2016 Republican presidential frontrunner Donald Trump may have caused host Chuck Todd’s brain to melt on NBC’s Meet The Press on Sunday.
At issue were Trump’s claims that he saw footage of Muslim communities in New Jersey celebrating the Sept. 11, 2001, terrorist attacks, claims that no mainstream news outlet has been able to independently verify.
While Trump stuck to his guns, insisting that he saw the footage with his own eyes, the real-estate-heir-turned-reality-TV-star’s willingness to stick to his story despite overwhelming evidence disproving it may have actually broken Todd, the venerable NBC newsman.
“You said you saw this. Nobody can find evidence of this,” Todd said. “And, more importantly, the article that you tweeted out that backed you up—that, in itself, there were three or four different reports that month in New Jersey that said it was a myth that was spread, that it was a false rumor. Where did you see this?”
Trump wasn’t having any of it.
“Chuck, I saw it on television; so did many other people,” said Trump, who once purchased a full-page advertisement in the New York Daily News calling for the death penalty for five African-American teenagers accused of raping a white woman who was attacked while jogging in Central Park.

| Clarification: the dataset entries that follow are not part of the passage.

PR #1974, opened 2013-02-11
CCScale9Sprite : Simpler, correct handling of spritesheet sources

folecr:
- bounds of insets are calculated relative to sprite
- transformations are then applied to get the texture coordinates
- handle sprites stored rotated in a spritesheet correctly


dumganhar:
Thanks.

PR #1977, opened 2013-02-12
Added window_group creation to CCEGLView for blackberry

moadib:
This has already been a part of https://github.com/cocos2d/cocos2d-x/pull/730


dumganhar:
Thanks.

Issue #1976, opened 2013-02-12
On Blackberry CocosDenshion doesn't support multiple background musics, used only last loaded.


moadib:
It's awful.

haxpor:
Is that supposed to be the case for other platforms? Mostly 1 music but multiple of sfx played in the game.
Anyway better waiting for other contributors to answer this.

moadib:
On IOS, Android and Windows too we can preload two(for example) tracks and switch them by calling `PlayBackgroundMusic("source1");` or `PlayBackgroundMusic("source2");`

PR #1978, opened 2013-02-12
Added support for multiple background music sources to CocosDenshion for BB

moadib:
As i mentioned here https://github.com/cocos2d/cocos2d-x/issues/1976 Blackberry implementation have different behavior compare to Ios, Android and Windows

If user want to preload multiple background musics and switch them then we need something like proposed changes.


dumganhar:
Thank you.

PR #1981, opened 2013-02-14
Fix for CCScrollView clipping bug

ztoky:
fix : wrong cliping rect when ancestors scale is not 1


dumganhar:
Thank you. It was merged at https://github.com/cocos2d/cocos2d-x/pull/1986.

PR #1982, opened 2013-02-15
CCLens3d can be concave

billy1380:


cocos2dx/actions/CCActionGrid3D.h
```diff
@@ -96,7 +96,10 @@ class CC_DLL CCLens3D : public CCGrid3DAction
     inline float getLensEffect(void) { return m_fLensEffect; }
     /** Set lens center position */
     inline void setLensEffect(float fLensEffect) { m_fLensEffect = fLensEffect; }
-    
+    /** Set whether lens is concave */
+    inline void setConcave(float fLensEffect) { m_bConcave = fLensEffect; }
```
minggo, line 100: Why the type of parameter is float?
Isn't it boolean?

minggo:
What changes were done to cocos2dx/proj.ios/cocos2dx.xcodeproj/project.pbxproj?

cocos2dx/actions/CCActionGrid3D.h
billy1380, line 100: It should be:

 inline void setConcave(bool bConcave) { m_bConcave = bConcave; }

Very sorry... copy paste mistake

billy1380:
My default XCode settings are 2 spaces for tab, so I changed the project setting so that it is 4 spaces per tab to match the rest of the code files...

billy1380:
minggo, just reject it... I will send you another pull request and try not to make so many mistakes

PR #1991, opened 2013-02-18
Make ScriptingCore.cpp compile with C++11 on iOS

SevInf:
In my current project, I need to use both JS Bindings and C++11 features.
When flags -stdlib=libc++ -std=c++11 are set, iOS compilation fails because of write, read, and close functions are part of the unistd.h header file and its not included in ScriptingCore.cpp. Including it won't break compilation with default settings (tested on iOS and Android), but allow to compile project on iOS using C+11.


dumganhar:
Thank you.

PR #2000, opened 2013-02-19
fixed the fileformat of proj.android/jni/list.sh

mutoo:
list.sh doesn't work in linux/mac due to its fileformat


dumganhar:
Merged at https://github.com/cocos2d/cocos2d-x/pull/2004.
Thanks.

But does this file have any usefulness?
I have never used this file before. Is it used for other tools?

mutoo:
@dumganhar I used ${find ../../Classes/. -name "*.cpp" | xargs} to find out all cpp classes, so as I can append those to Android.mk
but later I found list.sh does the same thing.
(I am not good at this aspect)
do you have any suggestion that is better to do so?

dumganhar:
No idea about the better approach. Just use the way that works. :)

PR #1849, opened 2013-01-16
Added keyboard support for MAC

cocos2dx-pull-request:
Refers to #1323.

PR #2002, opened 2013-02-19
Keyboard dispatcher and delegate.

jllust:
Keyboard dispatcher and delegate added. NSEvents bypassed Obj-c dispatching in favor of direct call to c++ method. Delegate methods inherited into CCLayer with enabled flag.


dumganhar:
<code>This pull request cannot be automatically merged.</code>
And is this Pull Request same as https://github.com/cocos2d/cocos2d-x/pull/1849?

jllust:
Yes, I would say I built much the same thing as the open request #1849
I will withdraw my request and check for open tickets next time before I spend time writing something.
Thanks.

PR #2483, opened 2013-04-27
Fixed crash in HttpClient request on 64Bit

Weeds:
According to the cURL documentation the pointer that should be passed
to curl_easy_getinfo with CURLINFO_RESPONSE_CODE must be a long
pointer,

On platforms where long is 64Bit this will cause a stack corruption
destroying the pointer to the original resonse as the current response
code variable was a 32 Bit int value.

See: http://curl.haxx.se/libcurl/c/curl_easy_getinfo.html


minggo:
Thank you.

PR #2490, opened 2013-04-28
Introduce HttpResponse callback selector type to resolve #2365, fixed version ;-)

### LINKED ISSUE #2365: CCHttpRequest callback selector type

coolengineer:
Dropped the changeset of shared directory from previous pull-request.
And fixed warnings of samples which were related with changing sources.


dumganhar:
Thanks for your contribution. It looks good. I'll test it soon.

dumganhar:
Merged, thanks.

coolengineer:
Thanks!

PR #2493, opened 2013-04-30
Added support for javascript byte code

sunzhuoshi:
A tool named "jsbcc" introduced to compile javascript files to byte code files
Byte code file uses ".bc" suffix. i.e. "test.js" will be compiled to "test.js.bc". 
When running, "test.js.bc" will be checked first, if not found, "test.js" will be used

Tested on iOS and Android, but no test cases included, for different repos.


sunzhuoshi:
Fail to handle multiple files when used via pipeline

PR #2494, opened 2013-04-30
Added support for javascript byte code

sunzhuoshi:
A tool named "jsbcc" introduced to compile javascript files to byte code files
Byte code file uses ".bc" suffix. i.e. "test.js" will be compiled to "test.js.bc". 
When running, "test.js.bc" will be checked first, if not found, "test.js" will be used

Tested on iOS and Android, but no test cases included, for different repos.

### DIFF
--- a/scripting/javascript/bindings/ScriptingCore.cpp
+++ b/scripting/javascript/bindings/ScriptingCore.cpp
@@ -446,7 +446,7 @@ void ScriptingCore::createGlobalContext() {
     }
 }
 
-std::string RemoveFileExt(const std::string& filePath) {
+static std::string RemoveFileExt(const std::string& filePath) {
     size_t pos = filePath.rfind('.');
     if (0 < pos) {
         return filePath.substr(0, pos);
@@ -462,6 +462,7 @@ JSBool ScriptingCore::runScript(const char *path, JSObject* global, JSContext* c
         return false;
     }
     cocos2d::CCFileUtils *futil = cocos2d::CCFileUtils::sharedFileUtils();
+    std::string fullPath = futil->fullPathForFilename(path);
     if (global == NULL) {
         global = global_;
     }
@@ -471,7 +472,7 @@ JSBool ScriptingCore::runScript(const char *path, JSObject* global, JSContext* c
     JSScript *script = NULL;    
     js::RootedObject obj(cx, global);
 	JS::CompileOptions options(cx);
-	options.setUTF8(true).setFileAndLine(path, 1);
+	options.setUTF8(true).setFileAndLine(fullPath.c_str(), 1);
     
     // a) check js file first
 #if (CC_TARGET_PLATFORM == CC_PLATFORM_ANDROID)
@@ -482,7 +483,7 @@ JSBool ScriptingCore::runScript(const char *path, JSObject* global, JSContext* c
         script = JS::Compile(cx, obj, options, (char*)content, strlen((char*)content));
     }
 #else
-    script = JS::Compile(cx, obj, options, path);
+    script = JS::Compile(cx, obj, options, fullPath.c_str());
 #endif
     // b) no js file, check jsc file
     if (!script) {


dumganhar:
Hi, do you think renaming the suffix `.js.bc`(javascript byte code) to `.jsc`(javascript compiled) is better since `cocos2d-iphone` is using `.jsc` suffix?
Plz refer to https://github.com/zynga/jsbindings/blob/master/src/manual/jsb_core.mm#L459

sunzhuoshi:
Well, I will change it to ".jsc".  
By the way, I've check cocos2d-iphone's code. It also supports auto-generating byte code files. Maybe it is not necessary, if a javascript byte code "compiler" supplied. Please help to synch with cocos2d-iphone's dev team about this issue.

dumganhar:
> By the way, I've check cocos2d-iphone's code. It also supports auto-generating byte code files. Maybe it is not necessary, if a javascript byte code "compiler" supplied.

I think it's necessary. When developers write their games, they'll change js source code frequently, so every time they change source code, they don't need to use `compile tool` immediately. Therefore, `Compile Tool` is used only when games are finished and packaged.

sunzhuoshi:
Yeah, you are right about code change, but is it necessary for developers to maintain their byte code files when writing their code, or what is the benefit to do this? It will be OK to just use the js source files, and they will be checked before byte code files.

dumganhar:
Cocos2d-iphone now will check file date to execute `js` or `jsc` files. If jsc file is older than js file, jsc file will be replaced with latest jsc file generated by latest js file.

You could refer to https://github.com/zynga/jsbindings/blob/master/src/manual/jsb_core.mm#L487.
The macro `JSB_ENABLE_JSC_AUTOGENERATION` does that job.

For short-term, the PR is enough.
For long-term, I think we should implement a method in `CCFileUtils` to check file date like which in Obj-C:

<pre>
NSDate *jscDate = [attrs fileCreationDate];
</pre>

What's your opinion?

sunzhuoshi:
Yeah, I've check the code. 
It is the solution from Zynga, just use auto-generating without a separate "compiler". To be honest, it it the solution I used first. After consideration, I've decided to create a new simple command line tool to replace the "lazy but work" solution. 
I think the main purpose of introduce byte code is to protect code(maybe faster). and it is not necessary to use byte code files when developing or to distribute js source files in the release version. I'll use byte code files only in the release version. and I'll create a custom script(only byte code files copied, js source files excluded) to build the release version to be released or tested.
By the way, I am a game developer, too. :)

And I've changed the loading order to load js source file first, maybe a little slower for the release version, but more convenient for developers.
If you think Zynga's solution is better, I will be fine. And you have to add the rest code for auto-generation.

dumganhar:
I agree with you. Let's do it in this way now.
Does this tool work on Windows?

scripting/javascript/bindings/ScriptingCore.cpp
```diff
@@ -446,45 +446,63 @@ void ScriptingCore::createGlobalContext() {
...
+        //JSScript* script = JS_CompileScript(cx, global, (char*)content, contentSize, path, 1);
+        script = JS::Compile(cx, obj, options, (char*)content, strlen((char*)content));
+    }
 #else
-    // Removed in SpiderMonkey 19.0
-    //JSScript* script = JS_CompileUTF8File(cx, global, rpath.c_str());
-	JSScript *script = JS::Compile(cx, obj, options, rpath.c_str());
+    script = JS::Compile(cx, obj, options, rpath.c_str());
 #endif
+    // b) no js file, check jsc file
```
dumganhar, line 488: I think we should check whether jsc file exists first, if it doesn't exist, then check js file.

sunzhuoshi, line 488: Yeah, it is my former solution. Good for product, but inconvenient for developers. i.e. if you found something wrong, after a long time check, you would find the jsb file is an older one... I've suffered from this... Perphaps it is one of the reasons why auto-generating is needed in Zynga's solution.
Maybe a performance test is needed to tell how much performance lost if we load js files first.

sunzhuoshi:
Yeah, you're right.
And I hate the former file coder...

scripting/javascript/bindings/ScriptingCore.cpp
```diff
@@ -446,45 +446,55 @@ void ScriptingCore::createGlobalContext() {
     }
 }
 
+std::string RemoveFileExt(const std::string& filePath) {
```
dumganhar: It would be better if you mark this function as a `static` function.

sunzhuoshi: Yeah, you're right.

PR #2495, opened 2013-04-30
Support negative node scales of CCScrollView

ptekchand:
Not checking for negative scale values in CCScrollView::getViewRect causes intersectsRect calls in CCScrollView (eg: to check if the touch was within the bounds) to return false. This is because the CCRect being returned has a negative width and height.

One may set a negative scale for something like allowing scrolling top to bottom in terms of window coordinates (i.e. Y positive downwards).
http://stackoverflow.com/a/16194082


dumganhar:
Thanks.

PR #2496, opened 2013-04-30
Fix missing protocol method warning for iOS 6.0 addition

mchinen:
Fixes a warning when compiling for iOS 6.0 (a new method was added to UITextInput Protocol in iOS 6.0, which EAGLView implements).

The method does nothing but CCLog, like the other method implementations for hit detection.


michaelcontento:
It would be nice, if you could indent the method body with 4 instead of 3 spaces :)

mchinen:
Ah, sorry, forgot about that.  Fix with proper indent added.

michaelcontento:
Thanks and I hope it gets merged soon :+1:

minggo:
Thank you.

PR #2501, opened 2013-04-30
Fixed a bug in ScriptingCore::evalString not setting the outval.

nicolasgramlich:
Talked to @ricardoquesada and @rohankuruvilla about this and the fix is apparently the proper way to do this.


minggo:
Thank you @nicolasgramlich .
Because the PR can not be automatically merged, so i did the modification in #2503.

PR #2502, opened 2013-05-01
Overload operators +,-,*,/ in CCPoint

aberaud:
CCPoint are very often used as 2D vectors. Overloading basic operators in CCP would lead to a much cleaner, readable code when manipulating points.
This have already been implemented successfully in other Cocos projects such as cocos2d-xna.

This PR allow to add/subtract CCPoint as vectors:

``` c++
CCPoint a(5, 10), b(6, 10);
c = a+b; // c == (11, 20)
c = a-b; // c == (-1, 0)
```

It also defines multiplication by a scalar:

``` c++
c = a/2; // c == (2.5, 5)
c = b*2; // c == (12, 20)
```

Comparison for a typical use-case:
before:

``` c++
CCPoint res = ccpAdd(ccpMult(ccpAdd(point1, point2), 2), ccpMult(ccpAdd(point2, point3), 2));
```

after:

``` c++
CCPoint res = (point1 + point2) * 2 + (point2 + point3) * 2;
```

### DIFF
--- a/cocos2dx/cocoa/CCGeometry.cpp
+++ b/cocos2dx/cocoa/CCGeometry.cpp
@@ -73,6 +73,14 @@ CCPoint CCPoint::operator*(float a) const
 	return p;
 };
 
+CCPoint CCPoint::operator/(float a) const
+{
+	CCPoint p;
+	p.x = this->x / a;
+	p.y = this->y / a;
+	return p;
+}
+
 void CCPoint::setPoint(float x, float y)
 {
     this->x = x;
--- a/cocos2dx/cocoa/CCGeometry.h
+++ b/cocos2dx/cocoa/CCGeometry.h
@@ -49,6 +49,7 @@ public:
     CCPoint operator+(const CCPoint& right) const;
     CCPoint operator-(const CCPoint& right) const;
     CCPoint operator*(float a) const;
+    CCPoint operator/(float a) const;
     void setPoint(float x, float y);
     bool equals(const CCPoint& target) const;
 };


minggo:
How about use [RVO](http://en.wikipedia.org/wiki/Return_value_optimization) to optimize it?

sergey-shambir:
Did you mean method with "inline", defined in header?

aberaud:
It may be possible to inline, but for simple 3-intructions functions like these, compilers will inline anyway.

cocos2dx/cocoa/CCGeometry.cpp
```diff
@@ -49,6 +49,38 @@ of this software and associated documentation files (the "Software"), to deal
     return *this;
 }
 
+CCPoint CCPoint::operator+(const CCPoint& right) const
```
metalbass, line 52: If you want to optimize it with RVO i'd do this:

<pre lang="cpp"><code>CCPoint CCPoint::operator+(const CCPoint& right) const
{
    return CCPoint(this->x + right.x, this->y + right.y);
}</code></pre>

aberaud, line 52: Not sure since the constructor then calls setPoint :

``` c++
CCPoint::CCPoint(float x, float y)
{
    setPoint(x, y);
}
```

setPoint then set the values in the same way the PR does.

metalbass, line 52: You are right, constructor should be like this:

<pre lang="cpp"><code>CCPoint::CCPoint(float x, float y) : x(x), y(y) { }</code></pre>


There's no need to call a method for that, anyway :P

minggo, line 52: @metalbass 
Right.

aberaud:
PR #2504 implements the changes proposed here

The men were convicted but later released after someone else confessed to the crime. The innocent parties received multi-million-dollar settlements from New York City for wrongful imprisonment. Trump has not apologized.
“I’ve heard Jersey City, I’ve also heard Patterson,” Trump said, referring to cities in which Muslims cheered for terrorism. “It was 14 years ago. But I saw it on television, I saw clips, and so did many other people. And many people saw it in person.”
The bombastic businessman—who recently asserted at a presidential debate that he had never called GOP rival Marco Rubio “Mark Zuckerberg‘s personal senator,” despite that phrasing being taken verbatim from his campaign website—added that his organization had received “hundreds of phone calls” from people who also remembered seeing Muslims not only cheering the falling towers but having “tailgate parties…like for a football game where you have hundreds and hundreds and maybe thousands of people having tailgate parties.”
“This didn’t happen in New Jersey!” answered Todd. “There were plenty of reports. You’re feeding a stereotype.”
Trump—who once claimed that the United States is the only country in the world with birthright citizenship, despite it actually being one of 33 with such a policy—refused to back down, citing the existence of a large Muslim-American community in the area.
“You have a huge Muslim population over there, and that’s fine, but you have a huge Muslim population between Patterson and different places and Jersey City—an unbelievable, large population,” Trump said, charitably asserting that it is alright for Muslims to exist in the United States.
Trump—who recently came under fire for retweeting an image originating on a neo-Nazi Twitter account that showed fictional crime statistics by race—added that people had sent him messages on Twitter corroborating his story.
“Just because somebody repeats something doesn’t make it true,” said an increasingly frustrated Todd. “You’re running for president of the United States. Your words matter. Trurthfulness matters. Fact-based stuff matters.”
“I have a very good memory, Chuck, I’ll tell you, I have a very good memory,” said Trump, who told MSNBC’s Morning Joe on Monday that the reason why no one has been able to find any video corroborating his story is due to the “ancient” technology that TV stations used in 2001. “I saw it somewhere on television many years ago, and I never forgot it.”
Pulitzer Prize-winning fact-checking organization Politifact has evaluated the veracity of 71 of Trump’s statements. Not a single one has been given an entirely “true” rating. The outlet lists 44 of Trump’s statement as either “false” or “pants on fire.”
In contrast, Democratic frontrunner Hillary Clinton has had 138 statements tested by Politifact, with 39 labeled fully “true” and only 17 labeled either “false” or “pants on fire.”